Страх перед бедственным положением, в котором они оказались, перешел у многих немецких евреев в ноющий ужас перед будущим. Ходили слухи, что западные евреи теперь тоже в депортационных списках, что казалось многим совершенным абсурдом. Неужели испытания никогда не кончатся?
Той зимой было так холодно, что Мартину приходилось вырубать лед из колодца, чтобы принести в дом воды. Вера, стоя на четвереньках, пыталась отскрести хотя бы самую страшную грязь, но от ледяной воды руки опухали и немели, а на суставы было страшно смотреть. Белье сушили на веревке, протянутой от дымовой трубы к ручке двери, ведущей в каморку Маман, но оно сохло с трудом, и сколько жильцы ни топили, они все равно промерзали до костей.
Но хуже, чем холод и сырость, был голод, превращавший жизнь в ежедневную пытку. Кожа на животе, вокруг суставов рук и ступней распухла, стала водянистой и тонкой, из-за постоянной слабости руки и ноги казались свинцовыми. После нескольких дней на одном супе, вонявшем аммиаком, усталость переходила в головокружение, а головокружение — в своего рода манию. Ежечасно, ежеминутно Вера думала только о еде.

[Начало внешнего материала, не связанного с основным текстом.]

Issue #226, opened 2024-01-10
Create a Common folder


joshuadkitenge:
- common components
- common functions

joelvdavies:
Also https://github.com/ral-facilities/inventory-management-system/pull/224#discussion_r1448824713

joshuadkitenge:
Move isValidDateTime #240

PR #293, opened 2024-02-01
allowed value list in the dialogs #292

### LINKED ISSUE #278: edit item propeties bug
- send back null if the value is undefined 
- Items 
- catalogue items 
- edit the mock data to return none 
- check the landing pages

### LINKED ISSUE #292: Implement the allowed values list in the items and catalogue items dialogues

joshuadkitenge:
## Description

When the catalogue item property has allowed list of values it renders a select component with the options  

## Testing instructions

- [ ] Review code
- [ ] Check Actions build
- [ ] {more steps here}

## Agile board tracking
closes #292

### DIFF
--- a/src/catalogue/items/catalogueItemsDialog.component.test.tsx
+++ b/src/catalogue/items/catalogueItemsDialog.component.test.tsx
@@ -212,6 +212,62 @@ describe('Catalogue Items Dialog', () => {
     });
   }, 10000);
 
+  it('adds a catalogue item where the catalogue item property has an allowed list of values', async () => {
+    props = {
+      ...props,
+      parentInfo: getCatalogueCategoryById('12'),
+    };
+
+    createView();
+
+    await modifyValues({
+      costGbp: '1200',
+      costToReworkGbp: '400',
+      daysToReplace: '20',
+      daysToRework: '2',
+      description: '',
+      drawingLink: 'https://example.com',
+      drawingNumber: 'mk4324',
+      itemModelNumber: 'mk4324',
+      name: 'test',
+      manufacturer: 'Man{arrowdown}{enter}',
+    });
+
+    await fireEvent.change(
+      screen.getByLabelText('Ultimate Pressure (millibar) *'),
+      {
+        target: { value: '10' },
+      }
+    );
+
+    await fireEvent.mouseDown(screen.getByLabelText('Pumping Speed *'));
+    await fireEvent.click(within(screen.getByRole('listbox')).getByText('400'));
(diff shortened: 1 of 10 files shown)


src/items/itemDialog.component.tsx
```diff
@@ -649,6 +649,49 @@ function ItemDialog(props: ItemDialogProps) {
                                 </FormHelperText>
```
joelvdavies, line 649: The tooltips go oval shaped when there are errors
image

src/items/itemDialog.component.test.tsx
```diff
@@ -200,6 +200,45 @@ describe('ItemDialog', () => {
       });
     });
 
+    it('adds an item where the item property has an allowed list of values', async () => {
```
joelvdavies, line 203: Could this also have a string allowed_values list instead of only numbers, there are a few others as well.

src/catalogue/items/catalogueItemsDialog.component.test.tsx
```diff
@@ -220,6 +220,103 @@ describe('Catalogue Items Dialog', () => {
     });
   }, 10000);
 
+  it('adds a catalogue item where the catalogue item property has an allowed list of values', async () => {
```
joelvdavies, line 223: Could this also have a string allowed_values list instead of only numbers.

src/items/itemDialog.component.tsx
```diff
@@ -649,6 +649,49 @@ function ItemDialog(props: ItemDialogProps) {
...
                             </FormControl>
+                          ) : property.allowed_values ? (
+                            <FormControl fullWidth>
+                              <InputLabel
+                                required={property.mandatory ?? false}
+                                error={propertyErrors[index]}
+                                id={`catalogue-item-property-${property.name.replace(
+                                  /\s+/g,
+                                  '-'
+                                )}`}
```
joelvdavies, line 660: Could this just go into utils as a sanitise_name/remove_whitespace or something? - its used in multiple places

joshuadkitenge: #226

joelvdavies: Its a very small change in this case and I feel like if we come up with a case this doesn't work it would be annoying to change even though we can just put it in a common place now.

joshuadkitenge: The plan is to do each of the general change in separate prs anyways.

joelvdavies (approved):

Ей представлялся только что выпеченный хлеб, который Маман иногда приносила домой по утрам, с твердой, хрустящей, душистой корочкой и такой свежий, что, когда его разломишь, он оставался в ладонях горячим; или приготовленная на пару восхитительная, пахнущая чесноком говядина, которую их домработница подавала по воскресеньям с картофельными кнедликами — она сама вымешивала тесто и варила их в огромной кастрюле, а потом подавала на стол истекающими горячим маслом; или о настоящих palačinkach, которыми балуют детей, когда они возвращаются из школы, — с вареньем и взбитыми сливками; или блюдо, на котором тесно cukrovinkam — ванильным и ореховым печеньицам в виде шариков и крендельков, их всегда пекли на Хануку. Фантазии эти ни в коей мере не притупляли муки Веры, наоборот — голодный зверь в ее внутренностях приходил в еще большее неистовство. К тому же Арношт неукоснительно требовал: все, что они имели съедобного, как бы мало ни было его количество, следовало отдавать Маман.